Radiological imaging of the tumor completely encapsulating the deep venous system. a-c: Preoperative images showing a pineal region meningioma d-f: Postoperative images showing gross-total removal of the tumor. g: Schematic representation of the microanatomical relationship between the tumor origin and arachnoid membranes. (Yellow lines represent the arachnoid membrane)
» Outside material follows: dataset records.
PR #44, opened 2017-04-10
deepcopy: add interface promotion for embedded structs

sttts:
Based on https://github.com/kubernetes/gengo/pull/32

```golang
+// In addition, if a type T embeds another type T' which implements deepcopy for
 +// an interface, this property if promoted to T and the respecitve DeepCopyInterfaceName
 +// is also generated, i.e. those +k8s:deepcopy-gen:interfaces tags are applied
 +// transitively if types are anonymously embedded.
 +//
 +// Note: types can be tagged with +k8s:deepcopy-gen:interfaces and +k8s:deepcopy-gen=false
 +// at the same time. Then no methods are generated, but this property can be promoted
 +// to other types via embeddings (and those will get the auto-generated DeepCopyInterfaceName
 +// methods). E.g. TypeMeta is such a type in Kubernetes. This makes it easy to apply the
 +// tag one struct only, and all types embedding that struct will implement the given
 +// interfaces. No manual tagging is neccessary then.
 +//
```


thockin:
dredging this up - we added some much simpler output_tests that should highlight the changes you're making in each commit, once you rebase and add a testcase for interfaces..

sttts:
@thockin I have rebased this one and https://github.com/kubernetes/gengo/pull/32. What do I have to do to push this forward? From my side, I need a lgtm here or on #32 first for the concept and the generator and then will rebase https://github.com/kubernetes/kubernetes/pull/36412 accordingly again.

sttts:
#32 has merged. Closing this one.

Compared with other pineal region tumors, meningiomas seem to have more obvious effects on veins and venous sinuses. The proportion of GV and straight sinuses that cannot be visualized on MRV is higher, which indicates that most meningiomas affect venous reflux. Intraoperative observation showed that the two types of meningiomas had different effects on veins. FT meningioma could invade venous sinuses and GV, and even wrap the GV completely in the tumor. If the veins were still functioning, it might be a wise choice to protect the veins from being electrocoagulated and perform a subtotal resection of the tumor with residue. The VI meningiomas only compress and displace the veins, and do not invade the veins. After the removal of tumor, the veins can be reopened. Therefore, even if the veins are not visualized before operation, the VI meningiomas should be treated according to the patency of the vein before operation, and it should not be cut off rashly unless the veins are completely occluded. The collateral circulation may be established to compensate for the obstruction of the straight sinus and the GV. The present study found that FT meningioma showed signs of venous vasodilation on the medial surface of the anterior occipital lobe and the posterior parietal lobe. However, similar imaging findings were not found in VI meningiomas, suggesting that there were differences in venous collateral circulation between the two types of meningiomas, suggesting that “VI meningiomas” had less influence on venous reflux. The POPPEN approach is more likely to destroy venous collateral circulation than subtentorial approach and therefore great attention should be paid to the protection of medial occipital vein and tentorial sinus during operation [1, 3, 13, 15]. In principle, the protection of the GV and collateral circulation is particularly important and if there are residual tumors, gamma knife can be used for the follow-up treatment.

Conclusion

In conclusion, this study suggests that pineal meningiomas are more suitable to be described by FT meningiomas and meningiomas of the arachnoid of the pineal region by analyzing the origin of tumors. The term “VI meningiomas” can only reflect a part of meningiomas of the arachnoid of the pineal region. Before the removal of pineal meningiomas, more attention should be paid to the effects of the two types of tumors on the Galen vein and the straight sinus, and the establishment of venous collateral circulation.